Le professeur d’art avait raison. Car Nagui Farid a complètement échoué dans ses études et s’est inscrit ensuite à la faculté de pédagogie artistique. Puis il abandonne cette dernière faculté pour suivre des cours d’Al-Wéchahi en auditeur libre à la faculté des beaux-arts.
Pendant ses années de préparation, il était plutôt de nature effacée, travaillait en silence et personne ne remarquait sa présence. « J’étais très timide, je le suis toujours d’ailleurs ».
En participant à de multiples expositions, il fait la rencontre d’un autre maître de la sculpture, un autre mentor : Adam Hénein. « A la cinquième édition du Salon des jeunes, j’exposais une sculpture monumentale de 3 m de hauteur qui tournait. Hénein était en train de contempler mon oeuvre et m’a félicité à haute voix. Ensuite, il m’a invité dans son atelier à Harraniya ». Le jeune sculpteur timide se trouvait dans l’embarras, et craignait la visite : « Que faire devant Hénein ? ».
Ce n’est que trois mois plus tard qu’il l’a rencontré une deuxième fois dans une exposition. Hénein renouvelle son invitation. « Les sculptures d’Adam Hénein me fascinent. En travaillant, il s’intéresse aux minutieux détails, il accorde une grande attention à la surface de l’oeuvre. J’ai beaucoup appris à ses côtés ».
Fidèle au maître, il l’aide dans la gestion du Symposium d’Assouan sur la sculpture en tant que vice-commissaire depuis l’an 2000. C’est justement à travers le symposium qu’il a pu percer les mystères du granit. Ses sculptures recèlent désormais quelque chose de pharaonique. « Les Anciens Egyptiens sculptaient pour vénérer les rois et les dieux. Moi, j’écarte toute influence religieuse et m’intéresse plutôt aux techniques et aux concepts esthétiques », souligne le sculpteur, réputé surtout pour l’association de la pierre et du métal. « J’avais un petit bloc de granit dans mon atelier au Caire, avec une grande fissure. En travaillant, le bloc s’est cassé. Que faire ? J’ai donc pensé couvrir la partie endommagée par un morceau de métal. Les deux matériaux, le bronze et le granit, font contraste. Cela a donné naissance à une série de sculptures depuis 1998 jusqu’à présent ».

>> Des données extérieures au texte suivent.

PR #5250, opened 2025-08-29
Minor performance optimization to updateSmoothedFPS()

Cilraaz:


syrifgit:
Looks good, but has me thinking it should probably be a circular buffer?

Cilraaz:
Probably a good idea. I can take a look at it in the morning and update the PR, if you'd like.

Cilraaz:
Or, I'll just do it now, lol. It could use a second set of eyes on it, though. I updated it on my phone, so the odds of a typo are pretty good.

Cilraaz:
I also added a rolling sum, so it doesn't have to iterate every sample on each cycle.

UI.lua
```diff
@@ -48,33 +48,40 @@ local _
...
     if now - fpsTracker.lastUpdate >= fpsTracker.updateInterval then
         local currentFPS = GetFramerate()
 
-        -- Add to sliding window
-        table.insert( fpsTracker.samples, currentFPS )
-        if #fpsTracker.samples > fpsTracker.maxSamples then
-            table.remove( fpsTracker.samples, 1 )
+        -- If overwriting an old sample, subtract it first
+        if fpsTracker.count == fpsTracker.maxSamples then
+            fpsTracker.sum = fpsTracker.sum - fpsTracker.samples[fpsTracker.index]
```
syrifgit: Formatting around parentheses, braces and brackets

```LUA
fpsTracker.sum = fpsTracker.sum - fpsTracker.samples[ fpsTracker.index ]
```

UI.lua
```diff
@@ -48,33 +48,40 @@ local _
...
+        else
+            fpsTracker.count = fpsTracker.count + 1
         end
+        
+        -- Add to sliding window
+        fpsTracker.samples[fpsTracker.index] = currentFPS
```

Même dans ses récentes sculptures en bronze, plus humaines, plus contemporaines au nickel chrome, il avoue avoir recours à des lignes et des traits abstraits et simplifiés, s’inspirant de l’art pharaonique. Dans sa dernière exposition Mémoires visuelles, il a associé à son travail habituel la photographie et la typographie. « Les métaux me permettent plus d’expérimentation et d’aventures. J’ai créé ma propre fonderie de métaux. Le bronze et le nickel chrome m’offrent une belle surface bien polie et luisante, on dirait une sorte de miroir, invitant le spectateur à s’impliquer davantage. J’ai eu recours à la photographie et à la typographie, afin d’ajouter d’autres dimensions, d’autres connotations à l’oeuvre, afin de mieux communiquer avec le public ».
Qu’il travaille la ferraille, la pierre ou le bronze, on reconnaît tout de suite ses retouches. « Je choisis souvent des sujets qui reflètent mes soucis et mes expériences personnelles ». Et d’ajouter : « Plusieurs sculpteurs ont tendance à tailler des formes qui leur ressemblent, physiquement. Moi aussi j’opte pour des formes qui reflètent ma personnalité et mon attitude vis-à-vis de la vie tout courte ».
A partir de 2017, Farid sera le commissaire général du Symposium d’Assouan sur la sculpture, succédant à Adam Hénein. Il espère faire bouger les choses, laisser son empreinte. « La 22e édition se tiendra à Charm Al-Cheikh. Le symposium est devenu une rencontre annuelle reconnue dans le monde. Le Sinaï abonde de carrières de granit et la station balnéaire a besoin de se redorer le blason, après tant de crises touristiques », conclut Farid, non sans enthousiasme.